» Provided material
PR #3438, opened 2023-05-09
codecatalyst: logging

justinmk3:
## Problem

- old outdated fields listed in codecatalyst API logs
- no timing/profiling info for codecatalyst API calls
- very long fields like `nextToken` are noisy in the logs

## Solution

- add timing/profiling info to logs
- truncate some fields like `nextToken`
    - this is experimental, maybe the field should just be omitted if the value is not useful. OTOH, truncating it is somewhat equivalent to writing `[omitted]` but gives a hint about the "shape" of the value.

## License

### DIFF
--- a/src/shared/logger/logger.ts
+++ b/src/shared/logger/logger.ts
@@ -4,6 +4,7 @@
  */
 
 import { Uri } from 'vscode'
+import globals from '../extensionGlobals'
 
 const toolkitLoggers: {
     main: Logger | undefined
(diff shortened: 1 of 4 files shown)


src/shared/logger/logger.ts
```diff
@@ -144,22 +145,24 @@ export function setLogger(logger: Logger | undefined, type?: 'channel' | 'debugC
 }
 
 export class PerfLog {
```
justinmk3, line 147: idk where this class is going, it's a minor experiment

Issue #3216, opened 2023-03-07
performance: avoid file watchers


justinmk3:
## Problem

Toolkit has various file watchers for SAM template.yaml files, CDK, etc. These can negatively affect performance.

## Solution

1. ~~Introduce settings to limit the cost of Toolkit file watchers:~~
1. ✅  exclude files/directories specified by vscode `search.exclude`, `files.exclude` settings. https://github.com/aws/aws-toolkit-vscode/pull/3770
1. ✅ Change `template.yaml` detect to be _on-demand_ instead of eager (omnipresent, filewatcher-driven)
    - When a `template.yaml` is needed but not found (such as "SAM run/debug", and "Sync SAM" command), mention this in the info message. (Related: [#3211](https://github.com/aws/aws-toolkit-vscode/pull/3211))
    - Implemented in #3931 + #3962

justinmk3:
The "schema service" in particular can be a complete show-stopper if your workspace has many big projects (which... may contain... yaml files):

```
2023-03-27 19:46:16 [DEBUG]: schema service: handle yaml mapping: sam -> file:///projects/sam-installation/aws-sam-cli-src/tests/smoke/templates/sar/s3-uncompressor-template.yaml
2023-03-27 19:46:16 [DEBUG]: schema service: handle yaml mapping: sam -> file:///projects/sam-installation/aws-sam-cli-src/tests/smoke/templates/sar/alexa-skills-kit-color-expert-template.yaml
2023-03-27 19:46:16 [DEBUG]: schema service: handle yaml mapping: sam -> file:///projects/sam-installation/aws-sam-cli-src/tests/smoke/templates/sar/SecretsManagerRedshiftRotationSingleUser-template.yaml
2023-03-27 19:46:17 [DEBUG]: schema service: handle yaml mapping: sam -> file:///projects/sam-installation/aws-sam-cli-src/tests/smoke/templates/sar/magic-8-ball-template.yaml
2023-03-27 19:46:17 [DEBUG]: schema service: handle yaml mapping: sam -> file:///projects/sam-installation/aws-sam-cli-src/tests/smoke/templates/sar/SecretsManagerMongoDBRotationSingleUser-template.yaml
2023-03-27 19:46:17 [DEBUG]: schema service: handle yaml mapping: sam -> file:///projects/sam-installation/aws-sam-cli-src/tests/smoke/templates/sar/AmazonConnectSalesforceLambda-template.yaml
<100s more...>
```

[...]

PR #3440, opened 2023-05-10
perf: do not watch files in node_modules

justinmk3:
Problem:
When setting up file watchers, Toolkit includes unwanted directories such as "node_modules". The default vscode setting `search.exclude` excludes "node_modules", but `vscode.workspace.findFiles()` uses the `files.exclude` as its default exclude pattern. #3216

Solution:
Specify an exclude pattern that matches the defaults from both `search.exclude` and `files.exclude`, plus some other things like ".aws-sam/". Do this for all `WatchedFiles` subclasses because there is no case where we want to watch files in any of these folders.

BEFORE:

    2023-05-10 04:24:34 [VERBOSE]: cfn: template registry setup took 257ms

AFTER:

    2023-05-10 04:23:22 [VERBOSE]: cfn: template registry setup took 53ms

## License


src/shared/fs/templateRegistry.ts
```diff
@@ -120,11 +121,11 @@ export class AsyncCloudFormationTemplateRegistry {
                         // Allows for new message to be created if templateRegistry variable attempted to be used again
                         this.setupProgressMessage = undefined
                     })
```
justinmk3, line 123: @nkomonen-amazon Possible bug: seems like Cancel does not actually cancel the work being done by https://github.com/aws/aws-toolkit-vscode/blob/a0a9280060e17ac8983cc4a6be83c28656011955/src/shared/cloudformation/activation.ts#L68-L69

PR #3446, opened 2023-05-10
fix(codecatalyst): skip DevEnv connect if quota exceeded

justinmk3:
Problem:
When customer's Space has reached quota, trying to connect to a DevEnv waits a long time instead of failing immediately.

Solution:
Cancel the wait loop if `ServiceQuotaExceededException` is detected.

## License


JadenSimon (approved):

src/shared/clients/codecatalystClient.ts
```diff
@@ -700,9 +700,16 @@ class CodeCatalystClientInternal {
                         await this.startDevEnvironment(args)
                     } catch (e) {
                         const err = e as AWS.AWSError
+                        // - ServiceQuotaExceededException: account billing limit reached
                         // - ValidationException: "… creation has failed, cannot start"
                         // - ConflictException: "Cannot start … because update process is still going on"
                         //   (can happen after "Update Dev Environment")
+                        if (err.code === 'ServiceQuotaExceededException') {
+                            throw new ToolkitError('Dev Environment failed: quota exceeded', {
+                                code: 'ServiceQuotaExceeded',
```
JadenSimon, line 717: You can omit `code`, it'll report the code of `cause` instead.

justinmk3: wondering if we should be explicit here, so that the metrics have the same code, even cross-toolkit? otoh, if other toolkits don't do this then we could end up with _less_ comparable/consistent metrics.

src/shared/clients/codecatalystClient.ts
```diff
@@ -680,17 +681,25 @@ class CodeCatalystClientInternal {
...
 
                 if (
-                    lastStatus &&
+                    startAttempts > 2 &&
+                    elapsed > 10000 &&
                     ['STOPPED', 'FAILED'].includes(lastStatus.status) &&
-                    ['STOPPED', 'FAILED'].includes(resp.status) &&
-                    elapsed > 60000 &&
-                    startAttempts > 2
+                    ['STOPPED', 'FAILED'].includes(resp.status)
```
justinmk3, line 691: Only wait 10 seconds instead of 1 minute before deciding that a stopped/failed devenv is not going to recover.

src/shared/clients/codecatalystClient.ts
```diff
@@ -729,23 +745,17 @@ class CodeCatalystClientInternal {
...
+            if (isUserCancelledError(e)) {
                 doLog('info', 'devenv failed to start (user cancelled)')
-                err.message = failedStartMsg()
-                throw err
+                e.message = failedStartMsg()
+                throw e
+            } else if (e instanceof ToolkitError) {
+                doLog('error', 'devenv failed to start')
+                throw e
             }
```
justinmk3, line 755: pass through all `ToolkitError`s instead of making decisions in this `waitTimeout()` catch.

PR #3448, opened 2023-05-11
authWebview: Can connect with credentials

nkomonen-amazon:
Ability to enter credentials from auth webview
- Validation of inputs
  - No duplicate profile name
  - Checks credentials can be authenticated before submission
- Connects to credentials upon submission

### Updates
- The secret key input shows `******` instead of the text

### Happy Path
Kapture 2023-05-11 at 10 57 54

### Validation Examples
Kapture 2023-05-11 at 10 53 36

## License


src/credentials/auth.ts
```diff
@@ -586,6 +587,16 @@ export class Auth implements AuthService, ConnectionManager {
...
 
+    public addTempCredentials(data: StaticProfile): CredentialsId {
+        const tempProvider = new TempCredentialsProvider(data)
+        this.iamProfileProvider.addProvider(tempProvider)
+        return tempProvider.getCredentialsId()
+    }
+
+    public removeTempCredentials(id: CredentialsId) {
+        this.iamProfileProvider.removeProvider(id)
+    }
```
JadenSimon, line 598: Exposing methods to temporarily change state in order to do other operations is a sign that these methods shouldn't be public. It would be better to consolidate them into a single method. Callers shouldn't need to worry about "temporary" state.

src/credentials/vue/root.vue
```diff
@@ -2,6 +2,34 @@
...
...,1,.67-.16H26.4a1.1,1.1,0,0,1,.67.16,1.17,1.17,0,0,1,.32.65L30,12.39,32.88,1.25A1.39,1.39,0,0,1,33.22.6a1,1,0,0,1,.65-.16h1.54a.36.36,0,0,1,.41.41,1.36,1.36,0,0,1,0,.26,3.64,3.64,0,0,1-.12.41l-4,12.86a1.3,1.3,0,0,1-.35.65,1,1,0,0,1-.64.16H29.25a1,1,0,0,1-.67-.17,1.26,1.26,0,0,1-.32-.67L25.67,3.64,23.11,14.34a1.26,1.26,0,0,1-.32.67,1,1,0,0,1-.67.17Zm21.36.44a11.28,11.28,0,0,1-2.56-.29,7.44,7.44,0,0,1-1.92-.67,1,1,0,0,1-.61-.93v-.84q0-.52.38-.52a.9.9,0,0,1,.31.06l.42.17a8.77,8.77,0,0,0,1.83.58,9.78,9.78,0,0,0,2,.2,4.48,4.48,0,0,0,2.43-.55,1.76,1.76,0,0,0,.86-1.57,1.61,1.61,0,0,0-.45-1.16A4.29,4.29,0,0,0,43,9.22l-2.41-.76A5.15,5.15,0,0,1,38,6.78a3.94,3.94,0,0,1-.83-2.41,3.7,3.7,0,0,1,.45-1.85,4.47,4.47,0,0,1,1.19-1.37A5.27,5.27,0,0,1,40.51.29,7.4,7.4,0,0,1,42.6,0a8.87,8.87,0,0,1,1.12.07q.57.07,1.08.19t.95.26a4.27,4.27,0,0,1,.7.29,1.59,1.59,0,0,1,.49.41.94.94,0,0,1,.15.55v.79q0,.52-.38.52a1.76,1.76,0,0,1-.64-.2,7.74,7.74,0,0,0-3.2-.64,4.37,4.37,0,0,0-2.21.47,1.6,1.6,0,0,0-.79,1.48,1.58,1.58,0,0,0,.49,1.18,4.94,4.94,0,0,0,1.83.92L44.55,7a5.08,5.08,0,0,1,2.57,1.6A3.76,3.76,0,0,1,47.9,11a4.21,4.21,0,0,1-.44,1.93,4.4,4.4,0,0,1-1.21,1.47,5.43,5.43,0,0,1-1.85.93A8.25,8.25,0,0,1,42.05,15.62Z"
```
nkomonen-amazon, line 16: This is the placeholder AWS logo, I will look at alternatives later

justinmk3: can this live in a file somewhere so we don't have to paste it into the views ?

src/credentials/auth.ts
nkomonen-amazon: Good point, I updated this commit and made a single public method in the Auth class that uses the above methods which are now private.

src/credentials/vue/root.vue
nkomonen-amazon: Yup this will be the most likely case. I just haven't looked in to how we add the file in to a webview.

src/credentials/auth.ts
```diff
@@ -586,6 +587,48 @@ export class Auth implements AuthService, ConnectionManager {
         return this.#validationErrors.get(connection.id)
     }
 
+    /**
+     * Returns true if credential data can be authenticated successfully
+     */
+    public async canAuthenticateRawData(data: StaticProfile): Promise<boolean> {
```
justinmk3, line 593: "raw data" as opposed to what?

src/credentials/auth.ts
```diff
@@ -586,6 +587,48 @@ export class Auth implements AuthService, ConnectionManager {
...
+        const tempId = await this.addTempCredential(data)
+        const tempIdString = asString(tempId)
+        try {
+            await this.reauthenticate({ id: tempIdString })
+        } catch (e) {
+            if (e instanceof Error && e.name === 'InvalidClientTokenId') {
```
justinmk3, line 599: is this checking a ToolkitError or is the `name` coming from the service? is there a `instanceof` comparison we can use instead?

src/credentials/providers/tempCredentialsProvider.ts
```diff
@@ -0,0 +1,70 @@
...
+
+/**
+ * A credentials provider for a temporary use case.
+ *
+ * This provides the bare minimum way to use credentials
+ * in the rest of the system.
+ *
+ * @see CredentialsProviderType
+ */
+export class TempCredentialProvider implements CredentialsProvider {
```
justinmk3, line 20: This is a lot of code for what looks like a hack(?). If this is not intended for use anywhere except the `addTempCredential` hack, the docstring here should make that very clear. Perhaps better would be to define this subclass in the same module as `addTempCredential` so that it's not exported.

src/credentials/providers/credentials.ts
```diff
@@ -67,11 +67,12 @@ export function isEqual(idA: CredentialsId, idB: CredentialsId): boolean {
...
  *   valid SSO profiles may not necessarily be considered valid among all tools.
- *
+ * - "temp" refers to credentials that are used temporarily within the code.
+ *   This can be for something like testing raw credentials data
  * Compare the similar concept `telemetry.CredentialSourceId`.
  */
-export type CredentialsProviderType = typeof credentialsProviderType[number]
-export const credentialsProviderType = ['profile', 'ec2', 'ecs', 'env', 'sso'] as const
+export type CredentialsProviderType = (typeof credentialsProviderType)[number]
+export const credentialsProviderType = ['profile', 'ec2', 'ecs', 'env', 'sso', 'temp'] as const
```
justinmk3, line 75: Does this `temp` value reach telemetry? I would guess it shouldn't, and in that case the providertype shouldn't matter.

src/credentials/vue/authForms/CredentialsForm.vue
```diff
@@ -0,0 +1,280 @@
+<template>
```
justinmk3, line 1: A name like `manageCredentials.vue` (or whatever is more appropriate) would express the purpose of this form more clearly than `CredentialsForm.vue`

justinmk3 (changes requested):
All of the filenames with `TitleCase` should be renamed to `camelCase` to match the convention of almost all(?) files in the codebase.

src/credentials/vue/root.vue
JadenSimon: I think if you use relative file paths they'll get bundled into the final build.

src/credentials/auth.ts
nkomonen-amazon: With the other available providers, the 'raw data' is encapsulated in something like env vars or the credentials file and the specific provider understands how to retrieve the data from them.

Let me know if you have a better name in mind

src/credentials/auth.ts
nkomonen-amazon: This is an error from the sdk, but I cannot find an error object for `InvalidClientTokenId` in the sdk types.

I've updated to use `isAwsError()` instead and then check the `code` instead of `name`

src/credentials/providers/credentials.ts
nkomonen-amazon: By the looks of it, it gets reported as 'other' in telemetry in `loginManager.ts#103`

nkomonen-amazon:
@justinmk3 I've updated the .vue file names to be camelCase and modified the form names

justinmk3 (approved):

Issue #3381, opened 2023-04-26
SAM: failed to run: "python3.10 runtime is not supported"


Rybalochka-MS:
## Problem
Hi there, I trying to locally run a Lambda function for Python 3.10. Previously I update all requirements: AWS SAM CLI, AWS CLI, CloudFormation template. But I got a `Error: 'python3.10' runtime is not supported` error.

Full output log:

> 2023-04-26 10:38:53 [ERROR]: log level: info
> 2023-04-26 10:38:53 [INFO]: endpoints: retrieving AWS endpoints data
> 2023-04-26 10:38:53 [INFO]: OS: Darwin arm64 22.2.0
> 2023-04-26 10:38:53 [INFO]: Visual Studio Code extension host:  1.77.3
> 2023-04-26 10:38:53 [INFO]: AWS Toolkit:  1.70.0
> 2023-04-26 10:38:53 [INFO]: node: 16.14.2
> 2023-04-26 10:38:53 [INFO]: electron: 19.1.11
> 2023-04-26 10:40:38 [INFO]: SAM CLI location: [object Object]
> 2023-04-26 10:40:38 [INFO]: SAM CLI location: [object Object]
> 2023-04-26 10:40:39 [INFO]: SAM CLI location: [object Object]
> 2023-04-26 10:40:39 [INFO]: Preparing to debug locally: Lambda "app.lambda_handler"
> 2023-04-26 10:40:39 [INFO]: Building SAM application...
> 2023-04-26 10:40:39 [INFO]: SAM CLI location: [object Object]
> 2023-04-26 10:40:39 [INFO]: Command: (not started) [/usr/local/bin/sam build --build-dir /tmp/aws-toolkit-vscode/vsctkrNAWTQ/output --template /tmp/aws-toolkit-vscode/vsctkrNAWTQ/app___vsctk___template.yaml --base-dir /root/functions/check_bpy_file --manifest /tmp/aws-toolkit-vscode/vsctkrNAWTQ/debug-requirements.txt]
> 2023-04-26 10:40:39 [INFO]: SAM CLI not configured, using SAM found at: '/usr/local/bin/sam'
> 2023-04-26 10:40:41 [ERROR]: Unexpected exitcode (1), expecting (0)
> 2023-04-26 10:40:41 [ERROR]: Error: undefined
[...]

PR #3452, opened 2023-05-12
fix(sam): "Detect SAM CLI" uses cached sam location

justinmk3:
Problem:
- Cached sam location is not evicted by the "AWS: Detect SAM CLI" command.
- Toolkit logs the sam cli location but not its version, which makes troubleshooting less obvious. #3381

Solution:
- Specify `forceSearch` when "AWS: Detect SAM CLI" calls `getOrDetectSamCli()`.
- Log the sam version.

## License

### DIFF
--- a/src/shared/sam/cli/samCliInfo.ts
+++ b/src/shared/sam/cli/samCliInfo.ts
@@ -5,11 +5,7 @@
 
 import { getLogger, Logger } from '../../logger'
 import { ChildProcess } from '../../utilities/childProcess'
-import { logAndThrowIfUnexpectedExitCode } from './samCliInvokerUtils'
 
-/**
- * Maps out the response text from the sam cli command `sam --info`
- */
 export interface SamCliInfoResponse {
     version: string
 }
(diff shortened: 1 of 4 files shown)


src/shared/sam/cli/samCliInfo.ts
```diff
@@ -18,13 +14,16 @@ export class SamCliInfoInvocation {
...
 
     public async execute(): Promise<SamCliInfoResponse> {
-        const childProcessResult = await new ChildProcess(this.samPath, ['--info'], { logging: 'no' }).run()
+        const r = await new ChildProcess(this.samPath, ['--info'], { logging: 'no' }).run()
 
-        logAndThrowIfUnexpectedExitCode(childProcessResult, 0)
-        const response = this.convertOutput(childProcessResult.stdout)
+        if (r.exitCode !== 0) {
+            // getVersionValidatorResult() will return `SamCliVersionValidation.VersionNotParseable`.
+            return { version: '' }
```
justinmk3, line 21: No need to throw here.

src/shared/sam/cli/samCliLocator.ts
```diff
@@ -29,9 +29,9 @@ export class DefaultSamCliLocationProvider implements SamCliLocationProvider {
...
      * `sam` wasn't previously found and cached.
      */
-    public async getLocation() {
+    public async getLocation(forceSearch?: boolean) {
         const perflog = new PerfLog('samCliLocator: getLocation')
-        const cachedLoc = DefaultSamCliLocationProvider.cachedSamLocation
+        const cachedLoc = forceSearch ? undefined : DefaultSamCliLocationProvider.cachedSamLocation
 
         // Avoid searching the system for `sam` (especially slow on Windows).
         if (cachedLoc && (await DefaultSamCliLocationProvider.isValidSamLocation(cachedLoc.path))) {
```
justinmk3, line 37: Probably will remove `isValidSamLocation` in a future PR. In the worst case (somehow the cached `sam` breaks), the user must either restart vscode or run "Detect SAM CLI".

JadenSimon (approved):

src/shared/sam/cli/samCliInfo.ts
JadenSimon: Isn't it better to fail early though? If we aren't going to throw then I think it makes more sense to return `undefined` instead of an empty value because it forces callers to deal with the difference.

justinmk3: yes, in this case the caller is `getVersionValidatorResult()` and it signals "undefined" as `VersionNotParseable`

» Required work
Starting from the records above, filter out all lines except those containing the word "PerfLog".

» Output for this exercise
 export class PerfLog {
         const perflog = new PerfLog('samCliLocator: getLocation')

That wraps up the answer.